The authorization model of the portal is based on the association between the following actors: groups, memberships, users, and any content inside the portal (pages, categories, or portlets).
In this recipe, we will assign the admin role against a set of pages under a specific URL of the portal. This configuration can be found in the default portal provided with GateIn so you can take the complete code from there.
We need to configure the web.xml file assigning the admin role to the following pages under the URL http://localhost:8080/portal/admin/* in the following way:
<security-constraint>
<web-resource-collection>
<web-resource-name>
admin authentication
</web-resource-name>
<url-pattern>/admin/*</url-pattern>
<http-method>POST</http-method>
<http-method>GET</http-method>
</web-resource-collection>
<auth-constraint>
<role-name>admin</role-name>
</auth-constraint>
<user-data-constraint>
<transport-guarantee>NONE</transport-guarantee>
</user-data-constraint>
</security-constraint>The role must be declared in a different section under the security-constraint tag through the security-role tag. The role-name tag defines the id of the role:
<security-role>
<description>the admin role</description>
<role-name>admin</role-name>
</security-role>GateIn allows you to add different roles for every sections of the portal simply by adding a path expression that can include a set of sub-pages using wildcard notation (/*).

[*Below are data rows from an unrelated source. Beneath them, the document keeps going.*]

PR #5979, opened 2026-04-29
fix(shared): honor NANGO_SECRET_KEY_<ENV> for default API secret on self-hosted

kishenpateldotwork:
**Problem:** Self-hosted installs can set `NANGO_SECRET_KEY_<ENV_NAME>` for auth/dashboard, but code paths that load the default API secret from the DB did not apply that override—webhook HMAC and similar behavior could diverge.

**Solution:** In `getDefaultSecretForEnv`, on non-cloud, look up the env name and replace the decrypted secret with `NANGO_SECRET_KEY_<ENV_NAME>` when defined. Renamed `getInternalSecretForEnv` → `getDefaultSecretForEnv` and updated callers.

1. Self-hosted: set `NANGO_SECRET_KEY_<ENV>` for an environment and trigger a flow that uses the default API secret (e.g. webhook signing / dry-run that uses that secret). Confirm behavior matches when resolving the same env via secret key.
2. Run affected tests, e.g. `secret.service` integration tests (and any touched packages’ test suites).


packages/shared/lib/services/secret.service.ts
```diff
@@ -23,7 +23,21 @@ class SecretService {
...
             }
-            return Ok(encryptionManager.decryptAPISecret(secret)); // Callers expect unencrypted secret.
+            const decrypted = encryptionManager.decryptAPISecret(secret); // Callers expect unencrypted secret.
+
+            // Self-hosted operator override: NANGO_SECRET_KEY_<ENV_NAME> takes precedence,
+            // mirroring the override honored by account.service#getAccountContextBySecretKey
+            // and the dashboard's getEnvironment controller. Without this, webhook HMAC
+            // signing diverges from what callers expect when they configure the env var.
+            if (!isCloud) {
+                const env = await trx.select<Pick<DBEnvironment, 'name'>>('name').from<DBEnvironment>('_nango_environments').where({ id: envId }).first();
```
TBonnin: Making an additional query to the db for non cloud setup. 
All callers of `getDefaultSecretForEnv` seems to already hold the entire environment object. Let's pass it (or at least the id and name) to this function so this additional round-trip to the db can be avoided

packages/shared/lib/services/secret.service.ts
```diff
@@ -1,29 +1,42 @@
...
+                throw new NangoError('no_default_api_secret', { environment_id: env.id });
             }
-            return Ok(encryptionManager.decryptAPISecret(secret)); // Callers expect unencrypted secret.
+            const decrypted = encryptionManager.decryptAPISecret(secret); // Callers expect unencrypted secret.
+
+            // Self-hosted operator override: NANGO_SECRET_KEY_<ENV_NAME> takes precedence,
+            // mirroring the override honored by account.service#getAccountContextBySecretKey
+            // and the dashboard's getEnvironment controller. Without this, webhook HMAC
+            // signing diverges from what callers expect when they configure the env var.
+            if (!isCloud) {
```
TBonnin: we can condition the override on the presence of the env var alone. No need to check if not `isCloud` imho

packages/shared/lib/services/secret.service.ts
kishenpateldotwork: good catch! Updated -- thanks @TBonnin

packages/shared/lib/services/secret.service.ts
kishenpateldotwork: @TBonnin sounds good -- updated!

packages/shared/lib/services/secret.service.ts
```diff
@@ -5,25 +5,36 @@ import { Err, Ok } from '@nangohq/utils';
...
             }
-            return Ok(encryptionManager.decryptAPISecret(secret)); // Callers expect unencrypted secret.
+            const decrypted = encryptionManager.decryptAPISecret(secret); // Callers expect unencrypted secret.
+
+            // Self-hosted operator override: NANGO_SECRET_KEY_<ENV_NAME> takes precedence,
+            // mirroring the override honored by account.service#getAccountContextBySecretKey
+            // and the dashboard's getEnvironment controller. Without this, webhook HMAC
+            // signing diverges from what callers expect when they configure the env var.
+            const override = process.env[`NANGO_SECRET_KEY_${env.name.toUpperCase()}`];
+            if (override) {
```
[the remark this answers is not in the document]
kishenpateldotwork: @TBonnin 😅 should i add it back in?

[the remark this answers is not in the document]
TBonnin: no. I think the bot is over defensive

TBonnin (approved):

kishenpateldotwork:
@TBonnin thank you for getting this across the finish line for me!! 🙏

This is done by first defining all the needed roles using the security-role element, and then defining a
security-constraint element for each set of pages that you want to involve.
This role definition in GateIn is the group seen in the previous chapter. PicketLink is also for users and memberships, and can manage the organization of the groups.
GateIn uses JAAS (Java Authentication Authorization Service) as the security model.
Note
JAAS (Java Authentication Authorization Service) is the most common framework used in the Java world to manage authentication and authorization. The goal of this framework is to separate the responsibility of users' permissions from the Java application. In this way, you can have a bridge for permissions management between your application and the security provider.
For more information about JAAS, please see the following URL:
http://docs.oracle.com/javase/6/docs/technotes/guides/security/jaas/JAASRefGuide.html
Java EE Application servers and JSP/servlet containers, such as JBoss and Tomcat, also support JAAS with specific deployment descriptors.
The default JAAS module implemented in GateIn synchronizes the users and roles from the database. In order to add your portal to a specific realm, add the following snippet in web.xml:
<login-config>
. . .
<realm-name>gatein-domain</realm-name>
. . .
</login-config>Notice that a realm can be managed by JAAS or another authorization framework—it is not important which is used for the Java Enterprise Edition.
gatein-domain is the ID of the default GateIn domain that we will use as the default reference for the following recipes.